Pull every line that includes the word "logs" from the data.

INFORMATION SUPPLIED Start Marker

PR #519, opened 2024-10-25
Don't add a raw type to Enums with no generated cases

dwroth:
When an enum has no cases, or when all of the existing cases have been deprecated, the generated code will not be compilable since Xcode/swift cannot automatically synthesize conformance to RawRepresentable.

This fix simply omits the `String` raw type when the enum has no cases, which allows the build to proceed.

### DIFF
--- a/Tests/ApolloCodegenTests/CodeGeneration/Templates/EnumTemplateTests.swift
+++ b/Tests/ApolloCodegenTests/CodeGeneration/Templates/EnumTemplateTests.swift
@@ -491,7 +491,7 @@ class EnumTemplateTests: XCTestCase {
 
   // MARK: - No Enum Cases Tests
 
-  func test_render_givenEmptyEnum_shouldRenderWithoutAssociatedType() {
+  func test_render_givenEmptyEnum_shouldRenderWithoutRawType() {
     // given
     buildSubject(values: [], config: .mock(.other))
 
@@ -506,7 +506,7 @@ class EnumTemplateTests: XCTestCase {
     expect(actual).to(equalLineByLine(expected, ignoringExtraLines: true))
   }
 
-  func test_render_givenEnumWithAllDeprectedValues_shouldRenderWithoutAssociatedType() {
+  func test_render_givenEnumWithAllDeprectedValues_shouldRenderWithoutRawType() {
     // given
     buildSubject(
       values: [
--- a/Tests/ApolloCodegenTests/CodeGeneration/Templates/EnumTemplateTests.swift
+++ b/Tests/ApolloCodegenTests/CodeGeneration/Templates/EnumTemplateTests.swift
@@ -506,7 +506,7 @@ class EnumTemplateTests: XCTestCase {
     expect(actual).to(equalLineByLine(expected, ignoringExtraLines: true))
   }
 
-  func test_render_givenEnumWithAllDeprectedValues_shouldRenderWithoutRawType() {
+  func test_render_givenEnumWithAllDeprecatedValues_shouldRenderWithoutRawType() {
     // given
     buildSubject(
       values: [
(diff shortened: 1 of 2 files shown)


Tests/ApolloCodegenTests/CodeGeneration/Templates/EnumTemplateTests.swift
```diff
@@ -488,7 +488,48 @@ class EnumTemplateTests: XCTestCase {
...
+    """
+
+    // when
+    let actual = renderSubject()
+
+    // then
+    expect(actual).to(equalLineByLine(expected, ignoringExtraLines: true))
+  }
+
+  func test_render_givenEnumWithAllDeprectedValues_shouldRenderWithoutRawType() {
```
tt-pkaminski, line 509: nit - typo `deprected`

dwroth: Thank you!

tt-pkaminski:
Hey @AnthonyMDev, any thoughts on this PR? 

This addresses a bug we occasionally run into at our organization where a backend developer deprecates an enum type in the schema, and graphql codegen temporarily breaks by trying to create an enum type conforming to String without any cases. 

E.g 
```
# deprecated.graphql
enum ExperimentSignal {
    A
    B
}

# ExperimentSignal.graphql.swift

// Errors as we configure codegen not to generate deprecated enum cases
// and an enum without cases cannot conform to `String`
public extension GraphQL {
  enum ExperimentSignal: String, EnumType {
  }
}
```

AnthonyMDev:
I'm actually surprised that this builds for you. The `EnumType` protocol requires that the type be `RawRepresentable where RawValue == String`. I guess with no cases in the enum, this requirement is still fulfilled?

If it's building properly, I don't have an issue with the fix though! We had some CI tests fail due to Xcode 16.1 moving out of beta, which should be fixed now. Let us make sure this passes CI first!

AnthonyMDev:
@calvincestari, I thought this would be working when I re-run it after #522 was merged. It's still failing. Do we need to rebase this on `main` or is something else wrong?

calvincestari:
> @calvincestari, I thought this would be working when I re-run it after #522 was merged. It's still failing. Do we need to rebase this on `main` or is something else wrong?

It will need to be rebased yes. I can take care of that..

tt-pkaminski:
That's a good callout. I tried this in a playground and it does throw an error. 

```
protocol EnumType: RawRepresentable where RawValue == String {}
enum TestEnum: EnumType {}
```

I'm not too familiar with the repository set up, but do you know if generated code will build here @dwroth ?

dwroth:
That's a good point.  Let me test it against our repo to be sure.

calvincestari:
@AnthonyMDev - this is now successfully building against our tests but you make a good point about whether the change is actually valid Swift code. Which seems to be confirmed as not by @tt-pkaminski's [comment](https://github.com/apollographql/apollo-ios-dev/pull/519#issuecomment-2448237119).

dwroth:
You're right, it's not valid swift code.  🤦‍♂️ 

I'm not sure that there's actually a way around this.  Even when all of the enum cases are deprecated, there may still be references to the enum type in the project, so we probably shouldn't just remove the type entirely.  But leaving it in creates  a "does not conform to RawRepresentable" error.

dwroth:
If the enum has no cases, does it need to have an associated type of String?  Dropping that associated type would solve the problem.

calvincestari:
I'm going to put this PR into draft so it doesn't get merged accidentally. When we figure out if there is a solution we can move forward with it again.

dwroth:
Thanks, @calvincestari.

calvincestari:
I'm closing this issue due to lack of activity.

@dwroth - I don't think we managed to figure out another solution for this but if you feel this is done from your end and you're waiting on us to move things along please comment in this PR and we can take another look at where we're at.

INFORMATION SUPPLIED End Marker
INFORMATION SUPPLIED Start Marker

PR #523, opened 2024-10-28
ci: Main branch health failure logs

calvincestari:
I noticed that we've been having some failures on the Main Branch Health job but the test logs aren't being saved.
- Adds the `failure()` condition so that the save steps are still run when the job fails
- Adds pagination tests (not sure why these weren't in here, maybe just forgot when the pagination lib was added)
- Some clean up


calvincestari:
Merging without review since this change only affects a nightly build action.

INFORMATION SUPPLIED End Marker

▶ WRITTEN REPLY:
ci: Main branch health failure logs
I noticed that we've been having some failures on the Main Branch Health job but the test logs aren't being saved.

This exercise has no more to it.